Sanity Check: Number of genes significantly changed
- I clicked on the A1 cell and applied the Autofilter.
- The autofilter was applied to the pvalue column according to the following criterion:
p<0.05 = 948 genes fit into this criteria p<0.01 = 235 genes fit into this criteria p<0.001 = 24 genes fit into this criteria p<0.0001 = 2 genes fit into this criteria
- The pvalue criteria was returned to p<0.05
- The "Avg_LogFC_all" column was then filtered to display all genes with an average log fold change greater than zero.

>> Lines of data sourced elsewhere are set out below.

PR #536, opened 2022-09-16
Bug/allow null indexing in scout db

glennjacobs:
It was identified that the Scout DB engine wasn't able to handle null values. This PR introduces a test and fix for this.

### DIFF
--- a/utils/scout-database-engine/src/DatabaseEngine.php
+++ b/utils/scout-database-engine/src/DatabaseEngine.php
@@ -55,7 +55,7 @@ class DatabaseEngine extends Engine
                     'key' => $model->getScoutKey(),
                     'index' => $model->searchableAs(),
                     'field' => $field,
-                    'content' => $data,
+                    'content' => $data ?? '',
                 ];
             });
 
--- a/utils/scout-database-engine/tests/database/migrations/2022_08_31_000000_create_posts_table.php
+++ b/utils/scout-database-engine/tests/database/migrations/2022_08_31_000000_create_posts_table.php
@@ -15,8 +15,8 @@ return new class extends Migration
     {
         Schema::create('posts', function (Blueprint $table) {
             $table->id();
-            $table->string('title');
-            $table->text('body');
+            $table->string('title')->nullable();
+            $table->text('body')->nullable();
             $table->timestamps();
         });
     }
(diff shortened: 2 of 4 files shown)


utils/scout-database-engine/tests/database/migrations/2022_08_31_000000_create_posts_table.php
```diff
@@ -15,8 +15,8 @@ public function up()
     {
         Schema::create('posts', function (Blueprint $table) {
             $table->id();
-            $table->string('title');
-            $table->text('body');
+            $table->string('title')->nullable();
```
poppabear8883, line 18: Why does these need to be nullable ?

glennjacobs: So that we can test null values, otherwise we can't save null values and therefore run a test to check them.

poppabear8883: Sure but doesn't the fix set empty string if null otherwise it sets the content of `$data` ? so effectivelt `content` will never be `null`

glennjacobs: I'm not following, sorry. But the file you're commenting on is a test, it's not fixing anything.

utils/scout-database-engine/src/DatabaseEngine.php
```diff
@@ -55,7 +55,7 @@ public function update($models)
                     'key' => $model->getScoutKey(),
                     'index' => $model->searchableAs(),
                     'field' => $field,
-                    'content' => $data,
+                    'content' => $data ?? '',
```
alecritson, line 58: Is there a reason we would want to allow nothing to be added? Why wouldn't we just filter out empty values in the first place?

glennjacobs: I thought about that and it was primarily for debugging and reporting. If there's simply no entry, it would be a lot harder to determine if something wasn't indexing properly and also avoid confusion with those less knowledgeable on how it works. 

Is that worth making redundant database entries? I'm not sure.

p<0.05 and "Avg_LogFC_all">0 = 352 genes fit into this criteria
- The "Avg_LogFC_all" column was then filtered to display all genes with an average log fold change less than zero.
p<0.05 and "Avg_LogFC_all"<0 = 596 genes fit into this criteria
- The "Avg_LogFC_all" column was then filtered to display all genes with an average log fold change greater than 0.25 or less than -0.25 (This is more realistic).
p<0.05 and "Avg_LogFC_all">0.25 = 339 genes fit into this criteria p<0.05 and "Avg_LogFC_all"<-0.25 = 579 genes fit into this criteria
- From what I can tell, our experiment was very similar to that of Merrell et al. (2002). The main difference I see is that they used Statistical Analysis for Microarrays (SAM) program and we used Excel. Assuming that both programs do the same thing, both experiments were very similar.